TASK ITEM - The lines to find are those in the entries that hold the word "mention"; copy every one of them.

Collection entries -

+ + + + + + +

PR #195, opened 2019-03-07
calcurse-vdirsyncer improvements

vxid:
I'm opening this PR following the discussion in #35 to change the current behavior of calcurse-vdirsyncer, most notably by disabling any direct vdirsyncer interaction at all.

This is what I had in mind:

The script is either called with an `import` or `export` command, and only executes same command.
Old behaviour could be obtained calling something like:

`calcurse-vdirsyncer export <vdir> && vdirsyncer sync && calcurse-vdirsyncer import <vdir>`


Tonus1:
That sounds good to me. I was just wondering if import and export might create duplicate entries.

vxid:
I tested the new version and no, it does not create duplicate entries since uids are checked. The script also doesn't delete any data unless asked to.

vxid:
I pushed the new version of the script.

@lfos @Tonus1  I agree that it is much more flexible now. Do you have any other improvement ideas?

lfos:
Looks good to me, I merged the patch into pu. Should we still call the script `calcurse-vdirsyncer`, though?

vxid:
Thanks.
I think we can keep `calcurse-vdirsyncer` or use `calcurse-vdir` since the scrips is designed to work
with the vdir format.

lfos:
Suggestion: Rename both the script and the directory to `calcurse-vdir`. Add a `calcurse-vdirsyncer` shell script that does what the first version of the script did: run `calcurse-vdir` twice and `vdirsyncer` inbetween.

I guess I will squash the commits into a single commit adding `calcurse-vdir` support before merging into master.

lfos:
We should mention both `calcurse-vdir` and `calcurse-vdirsyncer` in the man page, of course.

vxid:
I will rename the script to calcurse-vdir.

As for adding a different script with a different name (which might be confusing), why not simply mention how to chain operations it in the README? I am using a simple alias that works really well:
```sh
alias calsync='calcurse-vdirsyncer export $VDIR_HOME -f -D $CALCURSE_HOME && \
	vdirsyncer sync && \
	calcurse-vdirsyncer import $VDIR_HOME -f -D $CALCURSE_HOME'
```

lfos:
> As for adding a different script with a different name (which might be confusing), why not simply mention how to chain operations it in the README? I am using a simple alias that works really well:

I guess it's a matter of taste. One reason for adding a script is that it works out of the box and that a common use case is running the synchronization script as a cron job where a wrapper script comes in handy.

vxid:
Fair enough. It may take me a while to write it though, mainly because I want to make sure that nothing breaks when syncing while calcurse is running and the necessary checks to the script. Do you think that could happen in another PR?

lfos:
It could but it can also happen here. I don't think you need to take special care of that. Just put the three lines into a script (with proper command line arguments and quoting).

vxid:
I created the script and tested it.
I also added it to the Makefile.

lfos:
The script belongs to `contrib/vdir/`; `scripts/` is not for contrib stuff.

lfos:
There also is a whitespace error in the usage line (spaces instead of tabs), and you should quote at least `$VDIR` and `$DATADIR`.

vxid:
My bad. I changed the script's location and fixed the quoting issues.

lfos:
I made some minor modifications and squashed all your patches into a single commit adding the scripts. Merged that into pu. Thanks for all your work!

Issue #196, opened 2019-03-08
Screen redrawing issues in calendar weekly view


vxid:
I noticed that the calendar pane is not immediately redrawn when deleting an event, leading to some deleted events still appearing in the weekly view and other artifacts.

+ + + + + + +

COMPLETED TASK -
We should mention both `calcurse-vdir` and `calcurse-vdirsyncer` in the man page, of course.
As for adding a different script with a different name (which might be confusing), why not simply mention how to chain operations it in the README? I am using a simple alias that works really well:
> As for adding a different script with a different name (which might be confusing), why not simply mention how to chain operations it in the README? I am using a simple alias that works really well:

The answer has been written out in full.